O progresso de Edipo de Natália Correira: uma reescrita feminina do mito

2006; Catholic University of Portugal; Volume: 15; Issue: 15 Linguagem: Inglês

10.34632/mathesis.2006.5089

ISSN

0872-0215

Autores

Maria do Céu Fialho,

Tópico(s)

Cultural, Media, and Literary Studies

Resumo

The myths of Antigone and Oedipus had very different presences on the Portuguese stages of the 20th century. Until the end of 1960s Antigone was used to lend a voice to multiple forms of resistence through drama. Oedipus, on the other hand, was absent with one exception - the staging of the Sophoclean play, performed by an amateur theatre group. Only Santareno's masterpiece, Antonio Marinheiro, first performed in 1967, will free the myth of the heavy burden of the past through a Freudian reading. In the meantime two examples of the rewritten play remained, not to be performed, as witnesses to the absolute diversity of aesthetical and ideological tendencies: the first is the Trilogia de Edipo, of Joao de Castro Osorio, published in 1954. This is a Neoparnassian work with a strong influence of Nietzsche, regarding the concept of an Oedipus as a superman.

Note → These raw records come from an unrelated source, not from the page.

PR #103, opened 2026-04-26
feat: add rich content editor with image upload to generic project README

### LINKED ISSUE #65: Rich content in Readme for generic projects
When we use generic projects, we should also be able to fill out rich information with images and tables, etc. We already have some logics to do this when filling out proposals. It should work the same way with storage on IPFS in the same manner.

Codekill33:
Replace plain textarea with SimpleMarkdownEditor and image upload controls
(same pattern as proposals) so generic project READMEs support images,
tables, and other rich markdown. Images are stored alongside README.md in
IPFS; relative paths are rewritten to absolute gateway URLs on display.

Closes #65


tupui (changes requested):
@Codekill33 seems like you did not test it, I don't see the readme being rendering. See https://deploy-preview-103--staging-tansu.netlify.app/project/?name=stellarpga

tupui:
@Codekill33 friendly reminder.

Codekill33:
Alright, will do that shortly.

tupui (changes requested):
This is not what I asked for.

On a non-generic project like here
https://deploy-preview-103--staging-tansu.netlify.app/project/?name=tansu we should not change anything. We have button to show the readme and this is working good as expected and we do not want to see the readme elsewhere.

For generic projects, https://deploy-preview-103--staging-tansu.netlify.app/project/?name=stellarpga this is now good. But also not asked here. Instead this is what we are doing in #122

This one is just about creating and editing rich readmes.

I did not check the code yet. Just be sure to have minimal changes and only relevant for this work.

Codekill33:
Hope it's okay now?

tupui:
@Codekill33 I merged #122 please make sure this works properly with it. I am expecting that you create yourself a project and check that you can also update. You can do all that locally and post screenshots here as proof. See #122 this is what they did there for instance.

dapp/src/components/page/dashboard/CreateProjectModal.tsx
```diff
@@ -369,10 +373,21 @@ ${maintainerGithubs.map((gh) => `[[PRINCIPALS]]\ngithub="${gh}"`).join("\n\n")}
...
-          type: "text/plain",
+        let finalReadme = readmeContent || "";
+        const imageFilesToInclude: File[] = [];
+        readmeImageFiles.forEach((img) => {
+          if (finalReadme.includes(img.localUrl)) {
+            finalReadme = finalReadme.replace(
+              new RegExp(img.localUrl.replace(/[.*+?^${}()|[\]\\]/g, "\\$&"), "g"),
+              img.publicUrl,
+            );
+            imageFilesToInclude.push(new File([img.source], img.publicUrl));
```
Shadow-MMN: The image attachments are recreated with `new File([img.source], img.publicUrl)` but the MIME type is dropped. That means the saved files no longer carry image/png, image/jpeg, etc., which can cause inconsistent handling when the files are packed and uploaded. Can we consider preserving the type when rebuilding the file. E.g ` new File([img.source], img.publicUrl, { type: img.source.type })`.

dapp/src/components/page/dashboard/CreateProjectModal.tsx
```diff
@@ -854,15 +869,120 @@ ${maintainerGithubs.map((gh) => `[[PRINCIPALS]]\ngithub="${gh}"`).join("\n\n")}
...
+                                );
+                                return;
+                              }
+                              if (file.size > 5 * 1024 * 1024) {
+                                setReadmeImageError(
+                                  "Please upload an image smaller than 5MB",
+                                );
+                                return;
+                              }
+                              const localUrl = URL.createObjectURL(file);
```
Shadow-MMN: This is currently only revoked when a user manually removes an attachment. If the modal is closed while attachments are still present, the associated blob URLs are not cleaned up, leading to potential memory leaks.

In `UpdateConfigModal`, this issue is more pronounced because the attachment state is reset on reopen (line 294) without revoking previously created object URLs.

Suggested change: implement a cleanup routine on modal close or component unmount that iterates over stored localUrl values and calls URL.revokeObjectURL before clearing the state.

Shadow-MMN (changes requested):
The overall code looks solid. Just view issues I pointed out. Happy Coding ☺️.

tupui:
@Codekill33 do you intend to finish? You would still get points if we merge before the end of the week. Up to you otherwise I close.

Codekill33:
Yes i intend to finish i  had a medical emergency, will work on it.

tupui:
Sorry to read that. Hope all is well.

Codekill33:
All is well now. Will fix issue soon please bear with me.

EslaSk:
Screenshot 2026-05-06 095045
Screenshot 2026-05-06 095054
Screenshot 2026-05-06 095522
Screenshot 2026-05-06 095529
Screenshot 2026-05-06 095555

Tested on staging — created a generic project with a rich markdown README and updated it successfully. Both the Edit and Preview tabs work as expected

tupui:
Thanks for the updates! @Shadow-MMN this seems to be ready for a review if you have time.

Shadow-MMN:
> Thanks for the updates! @Shadow-MMN this seems to be ready for a review if you have time.

On it now

dapp/src/components/page/dashboard/CreateProjectModal.tsx
```diff
@@ -76,6 +80,13 @@ const CreateProjectModal: FC<ModalProps> = ({ onClose }) => {
   const walletKey = useStore(connectedPublicKey);
   const isWalletReady = useStore(walletInitialized);
 
+  // Revoke blob URLs on unmount to avoid memory leaks
```
Shadow-MMN: `readmeImageFiles` blob URLs are revoked on every state change, which breaks existing attachments as soon as a second image is added or one is removed. In both create and update flows, the cleanup effect runs whenever the array changes, not just on unmount, so earlier `blob:` URLs get invalidated while they are still referenced by the editor preview and markdown. This is a functional regression for multi-image READMEs.
Can we consider revoking the a`blob` url only when they are no longer needed and not on every state update.

dapp/src/components/page/project/UpdateConfigModal.tsx
```diff
@@ -290,6 +301,12 @@ const UpdateConfigModal = () => {
   useEffect(() => {
     if (!open) return;
 
+    setReadmeImageFiles((prev) => {
```
Shadow-MMN, line 331: This clears `readmeImageFiles` on open and only uploads the images currently tracked in that state, but it never reconstructs existing image attachments from the `README` fetched from `IPFS`. That means a user who edits text and saves can silently orphan image files already referenced by the `README`. Can we consider preserving existing `README` image references during updates or reconstructing them into the tracked attachment state before upload.

Shadow-MMN (changes requested):
Nice work on your changes. I have pointed out some areas that needs changes and again don't forget to update your branch , a pr was recently merged. Happy coding 😊.

dapp/src/components/page/project/UpdateConfigModal.tsx
Codekill33: Fixed — on submit, the code now parses the README for any existing relative image references and re-fetches them from the old IPFS CID, including them in the new CAR package so they are not orphaned after the update.

dapp/src/components/page/dashboard/CreateProjectModal.tsx
Codekill33: Fixed — replaced the [readmeImageFiles] dependency with a ref (readmeImageFilesRef) that stays in sync with the latest state. The cleanup effect now uses an empty dependency array so it only runs on unmount, not on every state change.

tupui (commented):
Still looks like we are duplicating the code and not reusing anything no?

We already should have code to create rich content, why are we re-doing all the work now twice?

EslaSk:
I'm a bit confused

tupui:
@Codekill33 what are you confused with?

EslaSk:
With your last reply, need more clarity.

tupui:
@Codekill33 look at the changes, to me it looks like we duplicate some code.

We also already have some existing code to create a rich markdown document when we create proposals. So I would expect that there would be some code we can share. No?

EslaSk:
@tupui You're right, I'll extract the image upload logic into a shared component and reuse it across CreateProposalModal, CreateProjectModal, and UpdateConfigModal. That should do it, yes?

tupui:
Yes, I expect more line deleted than added basically 😅

Shadow-MMN (changes requested):
Nice work on what you did but the shared `MarkdownEditorWithImages` cleanup is too aggressive. It revokes `blob:` URLs on unmount, but `UpdateConfigModal` unmounts the editor during normal step navigation, so going Back then Next leaves the `README` markdown pointing at revoked URLs and the previews break.
Can we consider moving the `object-URL` cleanup to the modal close/unmount lifecycle instead of the editor component, then re-test the `Back/Next` flow in `UpdateConfigModal` and the same editor in `CreateProjectModal`

EslaSk:
Alright, on it.

Shadow-MMN (changes requested):
`README` content is rendered directly, but relative image and link paths are not rewritten to absolute gateway/repository `URLs` before display. That means assets and intra-repo links can still break depending on the `README` structure. We should normalize those paths during render so the editor behavior matches the PR description.

Then the `CreateProjectModal.tsx` is all red in linting please have a look at it. The `MarkdownEditorWithImages.tsx` needs formatting cleanup for lint. 

Once we are done with this then we can be ready to merge. Nice work so far and Happy coding ☺️.

Shadow-MMN (changes requested):
Excellent work, the `README` editor preview now rewrites relative paths correctly, but the read-only README render path still doesn’t. In `ReadmeViewer / ReadMoreModal`, relative image and link URLs are still rendered as-is, so `README` assets and intra-repo links can break after display. We should apply the same normalization there too.

Shadow-MMN (changes requested):
Every blocking issues have been resolved. Kindly run `cd dapp` and `bun run format` to format the `MarkdownEditorWithImage.tsx` file and push the changes then we are good to go. Happy Coding ☺️.

EslaSk:
Alright, on it

dapp/.env.example
Shadow-MMN, line 1: Why are we deleting this file ?. The last commit was right any need to delete this file ?

Shadow-MMN (changes requested):
The last commit before this was actually better was about to approve it after testing. Can we go back to it i.e commit f3fd19f

Shadow-MMN (approved):
Everything looks good in this commit. I tested the changes locally and all the issues I previously raised have been resolved properly. Nice work on the fixes.

@tupui I think this is safe to merge, though feel free to check if there’s anything I may have missed. The PR looks ready from my side.

Thank you @Codekill33 for contributing to Tansu. Happy coding ☺️

EslaSk:
Apologise for that, when I ran git add -a to stage the formatting changes,
it accidentally picked up the .env.example deletion as well. I have
reverted it.

EslaSk:
Thank you for giving me a chance.

Shadow-MMN:
> Author

No problem , you have resolved it. Nice work 💪🏾.

tupui (approved):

The second example, O progresso de Edipo, of Natalia Correia, published in 1957, has the character of a dramatic poem and belongs to the Portuguese Surrealism. It is heavily influenced by Freud's concepts as well as by Cocteau's La machine infernale. The text joins and subverts the sequenceof Oedipus' myth. It heralds the opening up of a new form of seeing which may be understood as poetic wisdom. This wisdom is intuitive and emotional. It is strengthened by a renewed connection between man and his origins - poetically expressed as a spring. This is a forbidden connection, which appears in the myth as the connection between Oedipus and his maternal origin. This is also the forbidden connection between the poet and the mystery of his own origin and identity.